The mosquitto broker has already been set up on the smart home server, so mqtt was chosen as the data transfer method.
In the first sections of this work, the principles of the applied data collection methods are given, and at the end - the data transfer scripts and HA settings.
All commands in the examples are executed as root.
Table of contents
Collecting system sensors
Collecting system load
data Collecting hard drive
health data Collecting RAID state
data Sending collected data
Configuring Home Assistant
System sensor readings
To get the built-in sensors, we will use the sensors utility
If it is not installed, put it: apt-get install lm-sensors
First, you need to find all the available sensors.
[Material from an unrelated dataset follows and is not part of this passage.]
PR #1374, opened 2019-01-14
Remove password hash calculation

### LINKED ISSUE #1372: remove password hash calculation and switch to passlib completely
Currently there are several password hashes supported in the [`SQLIdResolver`](https://github.com/privacyidea/privacyidea/blob/b0cd514c17bea43337a01c33b72da136c27d52be/privacyidea/lib/resolvers/SQLIdResolver.py) which are more or less generated/verified with homegrown code.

We run the command sensors-detect
and answer all questions y . After that, you can see what happened:sensors
It should be noted that personally, my sensors began to display all the sensors found only after a reboot. Maybe some kind of bug, I don't know.
. sensors json, . sensors -A -u -j
json. , .
, . . json - jp. - ubuntu :
apt-get install jq
xpath . , -.
. , , , temp3, :
sensors -A -u -j | jq '.["coretemp-isa-0000"]["Core 0"].temp2_input'
sensors -A -u -j | jq '.["it8720-isa-0290"].fan1.fan1_input'
sensors -A -u -j | jq '.["it8720-isa-0290"].temp3.temp3_input'
, , , , .
. - free. , -m, .
, . - , .
free -m | grep "Mem" | awk '{print $2}'
grep , awk - , . , . .
, df. , , , . - , . : df
df | grep "/dev/md127p1" | awk '{print $5}' | sed 's/%$//'
df | grep "/dev/md126p1" | awk '{print $5}' | sed 's/%$//'
/proc/loadavg. , - , . , , / 1, 5 15 . . , ( ) , '? 15 :
cat /proc/loadavg | awk '{print $3}'
uptime:
uptime | awk '{print $3}' | sed 's/,$//'
mpstat. , , . , , . , , , . mpstat , apt install sysstat. ,
mpstat | grep all | awk '{print $13}'
, .
, , . bash . bc
cpuidle=$(mpstat | grep all | awk '{print $13}')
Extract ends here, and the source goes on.